■ WORK REQUEST ■
Determine how many lines in the entries below contain "better", and output only that number.

■ Records from a data source ■
.....
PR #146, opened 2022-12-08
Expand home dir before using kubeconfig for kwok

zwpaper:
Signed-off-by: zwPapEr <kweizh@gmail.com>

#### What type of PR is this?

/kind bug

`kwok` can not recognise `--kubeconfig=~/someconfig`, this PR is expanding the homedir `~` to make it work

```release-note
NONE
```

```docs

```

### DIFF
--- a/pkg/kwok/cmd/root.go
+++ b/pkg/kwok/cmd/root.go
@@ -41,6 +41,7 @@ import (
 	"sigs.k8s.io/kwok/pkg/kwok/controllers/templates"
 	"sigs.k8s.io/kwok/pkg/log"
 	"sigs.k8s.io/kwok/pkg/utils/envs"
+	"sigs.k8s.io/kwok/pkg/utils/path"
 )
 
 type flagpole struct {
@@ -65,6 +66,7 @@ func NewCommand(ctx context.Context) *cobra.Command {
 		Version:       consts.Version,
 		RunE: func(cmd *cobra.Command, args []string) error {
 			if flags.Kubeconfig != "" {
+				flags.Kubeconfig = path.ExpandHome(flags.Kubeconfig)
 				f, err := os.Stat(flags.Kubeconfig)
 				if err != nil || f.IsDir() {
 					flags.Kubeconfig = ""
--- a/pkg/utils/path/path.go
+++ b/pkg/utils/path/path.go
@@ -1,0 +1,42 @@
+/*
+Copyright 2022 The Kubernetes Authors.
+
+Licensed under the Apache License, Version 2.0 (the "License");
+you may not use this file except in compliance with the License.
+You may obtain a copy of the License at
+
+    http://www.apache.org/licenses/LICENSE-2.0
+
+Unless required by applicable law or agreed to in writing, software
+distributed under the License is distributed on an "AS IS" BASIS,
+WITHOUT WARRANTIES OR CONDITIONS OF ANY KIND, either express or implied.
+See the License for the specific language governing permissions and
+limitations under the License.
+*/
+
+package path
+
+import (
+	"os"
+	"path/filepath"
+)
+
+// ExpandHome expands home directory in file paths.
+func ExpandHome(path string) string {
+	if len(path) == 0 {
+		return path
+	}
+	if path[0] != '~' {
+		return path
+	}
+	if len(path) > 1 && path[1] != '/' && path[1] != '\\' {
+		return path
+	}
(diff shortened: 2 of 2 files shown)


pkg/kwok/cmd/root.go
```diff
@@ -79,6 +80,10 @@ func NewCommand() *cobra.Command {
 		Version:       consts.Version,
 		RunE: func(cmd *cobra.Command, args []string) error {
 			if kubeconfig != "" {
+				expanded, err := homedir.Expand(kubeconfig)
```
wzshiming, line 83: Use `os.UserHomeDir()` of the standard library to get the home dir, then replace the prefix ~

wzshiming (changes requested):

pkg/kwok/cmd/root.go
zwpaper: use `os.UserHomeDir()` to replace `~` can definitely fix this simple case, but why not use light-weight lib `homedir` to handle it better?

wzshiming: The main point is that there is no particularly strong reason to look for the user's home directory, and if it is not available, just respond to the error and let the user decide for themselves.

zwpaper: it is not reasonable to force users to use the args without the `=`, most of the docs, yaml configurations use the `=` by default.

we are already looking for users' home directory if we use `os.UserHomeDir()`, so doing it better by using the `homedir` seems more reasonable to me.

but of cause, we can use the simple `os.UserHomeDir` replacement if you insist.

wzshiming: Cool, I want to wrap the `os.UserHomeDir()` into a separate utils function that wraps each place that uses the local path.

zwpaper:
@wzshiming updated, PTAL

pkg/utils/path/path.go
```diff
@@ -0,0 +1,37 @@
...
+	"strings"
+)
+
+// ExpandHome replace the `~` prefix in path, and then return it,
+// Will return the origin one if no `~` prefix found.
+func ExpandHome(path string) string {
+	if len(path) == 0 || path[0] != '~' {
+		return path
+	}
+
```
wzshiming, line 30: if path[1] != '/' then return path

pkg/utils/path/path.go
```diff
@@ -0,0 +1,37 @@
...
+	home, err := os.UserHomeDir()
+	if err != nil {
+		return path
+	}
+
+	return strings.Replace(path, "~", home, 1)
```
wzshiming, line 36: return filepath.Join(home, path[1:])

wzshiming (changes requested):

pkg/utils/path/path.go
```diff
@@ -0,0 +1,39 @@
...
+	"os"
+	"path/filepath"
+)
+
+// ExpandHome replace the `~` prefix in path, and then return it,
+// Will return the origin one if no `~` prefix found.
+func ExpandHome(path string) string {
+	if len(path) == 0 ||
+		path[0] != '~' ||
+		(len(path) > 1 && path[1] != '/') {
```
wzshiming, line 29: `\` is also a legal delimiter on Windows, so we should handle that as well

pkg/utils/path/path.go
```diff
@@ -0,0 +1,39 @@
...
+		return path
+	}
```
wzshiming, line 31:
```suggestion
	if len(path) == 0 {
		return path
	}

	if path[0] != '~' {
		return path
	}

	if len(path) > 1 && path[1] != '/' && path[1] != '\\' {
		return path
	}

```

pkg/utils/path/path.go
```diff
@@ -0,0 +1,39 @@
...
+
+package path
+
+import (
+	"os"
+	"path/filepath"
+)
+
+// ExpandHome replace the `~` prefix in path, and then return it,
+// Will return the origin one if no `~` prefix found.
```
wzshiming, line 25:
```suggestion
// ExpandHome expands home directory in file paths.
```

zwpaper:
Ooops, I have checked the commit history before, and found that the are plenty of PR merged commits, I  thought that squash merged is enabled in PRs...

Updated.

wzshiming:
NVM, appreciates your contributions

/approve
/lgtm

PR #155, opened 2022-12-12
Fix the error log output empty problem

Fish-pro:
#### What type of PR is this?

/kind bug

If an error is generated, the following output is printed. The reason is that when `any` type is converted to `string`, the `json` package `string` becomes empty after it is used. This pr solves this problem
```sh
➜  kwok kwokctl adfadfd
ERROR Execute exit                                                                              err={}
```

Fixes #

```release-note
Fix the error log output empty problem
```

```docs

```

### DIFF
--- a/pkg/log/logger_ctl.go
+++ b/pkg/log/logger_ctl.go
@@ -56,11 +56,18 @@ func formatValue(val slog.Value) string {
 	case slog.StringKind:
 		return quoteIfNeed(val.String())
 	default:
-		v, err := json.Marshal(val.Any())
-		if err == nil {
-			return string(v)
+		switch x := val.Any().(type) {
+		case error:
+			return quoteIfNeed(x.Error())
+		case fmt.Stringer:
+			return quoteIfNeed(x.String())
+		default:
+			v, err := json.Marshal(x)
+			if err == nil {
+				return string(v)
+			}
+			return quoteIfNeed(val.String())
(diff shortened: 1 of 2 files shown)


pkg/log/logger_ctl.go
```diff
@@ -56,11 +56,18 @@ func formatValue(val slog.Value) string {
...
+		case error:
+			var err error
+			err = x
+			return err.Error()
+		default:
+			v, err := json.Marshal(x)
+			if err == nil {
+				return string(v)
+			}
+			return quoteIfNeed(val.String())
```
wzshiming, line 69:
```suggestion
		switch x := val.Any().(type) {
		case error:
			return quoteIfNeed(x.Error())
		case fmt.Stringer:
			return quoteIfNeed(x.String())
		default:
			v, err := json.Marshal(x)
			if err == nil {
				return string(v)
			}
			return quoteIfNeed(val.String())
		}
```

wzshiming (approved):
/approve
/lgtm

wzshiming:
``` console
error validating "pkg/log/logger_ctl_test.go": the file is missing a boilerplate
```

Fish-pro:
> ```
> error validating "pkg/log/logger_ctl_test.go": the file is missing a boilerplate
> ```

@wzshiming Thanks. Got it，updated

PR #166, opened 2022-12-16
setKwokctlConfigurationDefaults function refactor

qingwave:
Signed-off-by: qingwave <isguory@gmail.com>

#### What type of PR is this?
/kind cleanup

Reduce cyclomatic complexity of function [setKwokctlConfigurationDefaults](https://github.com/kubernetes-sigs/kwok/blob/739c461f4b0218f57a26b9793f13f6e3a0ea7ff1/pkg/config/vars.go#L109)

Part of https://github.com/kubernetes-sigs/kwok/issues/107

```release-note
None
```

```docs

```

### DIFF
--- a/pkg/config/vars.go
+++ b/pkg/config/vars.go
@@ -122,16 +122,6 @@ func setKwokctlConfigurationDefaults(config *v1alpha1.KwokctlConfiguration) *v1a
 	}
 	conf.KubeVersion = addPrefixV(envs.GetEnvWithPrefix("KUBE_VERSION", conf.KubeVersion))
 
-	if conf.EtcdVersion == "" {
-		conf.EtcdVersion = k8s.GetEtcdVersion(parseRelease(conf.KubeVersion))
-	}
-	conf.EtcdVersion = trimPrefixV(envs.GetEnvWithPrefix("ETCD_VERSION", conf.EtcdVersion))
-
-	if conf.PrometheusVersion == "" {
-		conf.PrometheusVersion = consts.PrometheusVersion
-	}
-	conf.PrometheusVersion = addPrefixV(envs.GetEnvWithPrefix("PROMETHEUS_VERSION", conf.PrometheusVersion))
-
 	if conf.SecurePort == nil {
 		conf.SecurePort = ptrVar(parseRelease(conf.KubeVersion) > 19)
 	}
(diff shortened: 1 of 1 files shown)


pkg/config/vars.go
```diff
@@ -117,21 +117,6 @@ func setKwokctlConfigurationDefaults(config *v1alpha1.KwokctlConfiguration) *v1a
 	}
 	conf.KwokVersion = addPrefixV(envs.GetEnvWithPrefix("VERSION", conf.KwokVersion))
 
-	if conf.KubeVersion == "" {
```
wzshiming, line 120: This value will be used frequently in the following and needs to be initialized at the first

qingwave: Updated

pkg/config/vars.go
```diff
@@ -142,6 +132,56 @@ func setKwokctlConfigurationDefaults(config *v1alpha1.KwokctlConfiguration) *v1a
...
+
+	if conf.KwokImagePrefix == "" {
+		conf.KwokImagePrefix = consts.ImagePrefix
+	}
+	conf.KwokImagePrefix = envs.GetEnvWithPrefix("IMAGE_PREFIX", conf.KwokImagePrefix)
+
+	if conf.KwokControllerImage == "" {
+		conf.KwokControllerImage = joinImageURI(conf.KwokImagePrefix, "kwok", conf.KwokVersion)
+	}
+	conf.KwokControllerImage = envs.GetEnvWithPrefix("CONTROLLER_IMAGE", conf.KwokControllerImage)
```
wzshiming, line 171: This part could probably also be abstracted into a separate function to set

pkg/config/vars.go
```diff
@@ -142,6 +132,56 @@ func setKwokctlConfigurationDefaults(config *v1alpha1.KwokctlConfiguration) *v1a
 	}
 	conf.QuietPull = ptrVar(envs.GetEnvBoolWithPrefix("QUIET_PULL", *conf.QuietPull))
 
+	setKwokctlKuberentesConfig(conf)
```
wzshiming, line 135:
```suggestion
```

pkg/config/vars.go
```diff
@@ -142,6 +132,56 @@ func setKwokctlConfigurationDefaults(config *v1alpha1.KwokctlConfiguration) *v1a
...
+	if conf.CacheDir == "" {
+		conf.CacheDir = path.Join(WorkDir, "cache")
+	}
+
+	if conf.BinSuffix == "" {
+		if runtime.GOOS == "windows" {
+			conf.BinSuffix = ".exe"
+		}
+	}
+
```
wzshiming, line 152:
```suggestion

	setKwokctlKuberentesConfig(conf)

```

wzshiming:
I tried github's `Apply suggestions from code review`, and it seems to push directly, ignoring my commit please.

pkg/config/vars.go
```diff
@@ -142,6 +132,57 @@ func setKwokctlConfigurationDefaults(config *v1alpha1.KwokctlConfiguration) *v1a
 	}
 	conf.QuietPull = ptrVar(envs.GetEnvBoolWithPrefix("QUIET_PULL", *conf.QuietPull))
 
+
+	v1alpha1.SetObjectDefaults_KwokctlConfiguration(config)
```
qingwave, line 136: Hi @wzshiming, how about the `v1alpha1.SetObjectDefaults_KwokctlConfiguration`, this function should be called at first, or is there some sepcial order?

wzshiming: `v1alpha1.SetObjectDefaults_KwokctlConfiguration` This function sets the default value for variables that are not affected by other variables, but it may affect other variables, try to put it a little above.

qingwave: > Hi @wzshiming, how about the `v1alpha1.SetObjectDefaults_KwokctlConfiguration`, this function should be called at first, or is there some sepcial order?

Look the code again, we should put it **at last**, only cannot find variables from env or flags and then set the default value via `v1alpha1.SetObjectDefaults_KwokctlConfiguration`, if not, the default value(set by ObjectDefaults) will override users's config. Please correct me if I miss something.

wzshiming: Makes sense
.....
■ RESPONSE TO THIS TASK ■
2